I want to take her in my arms and kiss her. Hold her and never let go. Feel her hair against my cheek. And more…much more.

“We can go in my dad’s office,” she says, turning to lead the way.

The photographer, a shaggy-haired guy in his thirties, follows. When Daphne walks into a dark-paneled room and stands aside for me to enter, the photographer tries to come in, too.

“No,” I say, shaking my head. “Wait out here.”

He wrinkles his face in confusion. “I was given an exclusive.”

“And you got it,” I tell him.

“This is gonna be the best part.”

I shake my head. “You’re not coming in.”

He mutters something as I close the door. I forget he even exists as I walk over to Daphne, who’s standing by a wall lined with bookshelves, all filled with books, plaques and awards of her father’s.

“Do you think he might be listening?” she asks softly.

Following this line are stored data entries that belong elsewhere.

PR #2022, opened 2025-09-16
feat(py,js): Adds list_experiments method

jacoblee93:


EugeneJinXin:
this python side looks good actually, let me know when it's ready for review

PR #2025, opened 2025-09-16
feat(py): Adds polling to blocking experiments

jacoblee93:


python/langsmith/evaluation/_arunner.py
```diff
@@ -1230,8 +1230,61 @@ def __len__(self) -> int:
...
         return f"<AsyncExperimentResults {self.experiment_name}>"
 
-    async def wait(self) -> None:
+    async def wait(self, timeout: float = 30.0) -> None:
+        """Wait for the experiment to complete and for runs to be available.
+
+        Args:
+            timeout: Maximum time to wait in seconds (default: 30.0)
+        """
+        import time
```
hinthornw: don't import in functions

PR #2027, opened 2025-09-17
fix(js): Fix output processing for AI SDK streamText

### LINKED ISSUE #2023: Issue: [JS SDK] wrapper for Vercel SDK (wrapAISDK) causing uncaughtException when aborting request to LLM

When using JS SDK,
When wrapping `streamText` method from Vercel's AI SDK and aborting request to LLM at some point, this produces `uncaughtException` in process.

code example:
```
import { anthropic } from '@ai-sdk/anthropic';
import * as ai from 'ai';
import 'dotenv/config';
import { wrapAISDK } from 'langsmith/experimental/vercel';

const wrap = true;

const { streamText } = wrap ? wrapAISDK(ai) : ai;

let res: ai.StreamTextResult<ai.ToolSet, unknown>;

void (async () => {
    const abortController = new AbortController();

    try {
        res = streamText({
            model: anthropic('claude-sonnet-4-20250514'),
            messages: [
                {
                    role: 'user',
                    content: [
                        {
                            type: 'text',
                            text: 'tell me lorem ipsum poem',
                        },
                    ],
                },
            ],
            abortSignal: abortController.signal,
        });

        let i = 0;
        for await (const p of res.fullStream) {
            if (p.type === 'text-delta') {
                console.log(p.text);

                if (i++ > 10) {
                    abortController.abort();
                    console.log('aborted');
                }
            }
        }
    } catch {
        console.log('catch try/catch block');
    }
})()
    .catch((e) => {
        console.log(`catch async function`);
    })
    .then(() => {
        console.log('then async function');
    });

while (true) {
    console.log('running...');
    await new Promise((r) => setTimeout(r, 1000));
}

```

please note, using `streamText` without wrapping works good and process continue running after cancelling request.

### Suggestion:

I suppose the root cause of this issue is this line of code: https://github.com/langchain-ai/langsmith-sdk/blob/main/js/src/experimental/vercel/index.ts#L661-L663

```
          if ("content" in outputs.outputs && outputs.outputs.content != null) {
            content = await outputs.outputs.content;
          } else if (
```

it accesses content property of output to check if it is not null. That property is implemented as chain of promises: https://github.com/vercel/ai/blob/main/packages/ai/src/generate-text/stream-text.ts#L1543-L1557

```
  get steps() {
    // when any of the promises are accessed, the stream is consumed
    // so it resolves without needing to consume the stream separately
    this.consumeStream();

    return this._steps.promise;
  }

  private get finalStep() {
    return this.steps.then(steps => steps[steps.length - 1]);
  }

  get content() {
    return this.finalStep.then(step => step.content);
  }
```

This is not obvious, but checking if that property is not equal to null initializes a new promise that lacks catch block. Thus, once request is cancelled it fails whole process with uncaughtError caused by that implicit promise

jacoblee93:
Fixes #2023

### DIFF
--- a/.github/workflows/js_test.yml
+++ b/.github/workflows/js_test.yml
@@ -110,5 +110,27 @@ jobs:
         run: yarn run check-version
       - name: Test
         run: yarn run test
+
+
+  vitest:
+    name: Vitest
+    runs-on: ubuntu-latest
+    defaults:
+      run:
+        working-directory: "js"
+    steps:
+      - uses: actions/checkout@v4
+      - name: Use Node.js ${{ matrix.node-version }}
+        uses: actions/setup-node@v3
+        with:
+          node-version: ${{ matrix.node-version }}
+          cache: "yarn"
+          cache-dependency-path: "js/yarn.lock"
+      - name: Install dependencies
+        run: yarn install --immutable
+      - name: Build
+        run: yarn run build
+      - name: Check version
+        run: yarn run check-version
       - name: Test: Vitest
         run: yarn run test:vitest
--- a/.github/workflows/js_test.yml
+++ b/.github/workflows/js_test.yml
@@ -110,3 +110,5 @@ jobs:
         run: yarn run check-version
       - name: Test
         run: yarn run test
+      - name: Test: Vitest
+        run: yarn run test:vitest
--- a/.github/workflows/js_test.yml
+++ b/.github/workflows/js_test.yml
@@ -7,9 +7,8 @@ permissions:
 
 on:
   pull_request:
-    paths:
-      - ".github/**"
-      - "js/**"
+    branches:
+      - main
   workflow_dispatch:
     inputs:
       run_integration_tests:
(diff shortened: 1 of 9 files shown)


.github/workflows/js_test.yml
```diff
@@ -110,3 +110,5 @@ jobs:
         run: yarn run check-version
       - name: Test
         run: yarn run test
+      - name: Test: Vitest
+        run: yarn run test:vitest
```
jacoblee93, line 116: AI SDK's mock providers don't seem to support Jest anymore

We should honestly get everything over to Vitest at some point anyway, but doing this as a stopgap

js/package.json
```diff
@@ -178,6 +179,7 @@
     "eslint-plugin-prettier": "^4.2.1",
     "jest": "^29.5.0",
     "langchain": "^0.3.29",
+    "msw": "^2.11.2",
```
jacoblee93, line 182: AI SDK's mock provider seems to need this mock in new versions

I walk over to the door and open it to check. The hallway is empty.

“All clear,” I say, closing the door again.

She sighs, looking relieved.

“I’ve thought about what I’d say when I met you so many times over the past month,” she says. “And now, nothing feels right.”

“You don’t have to say anything.” I approach her and she sits down on a leather couch, gesturing for me to sit next to her. “What I did was just instinct. You would have done the same.”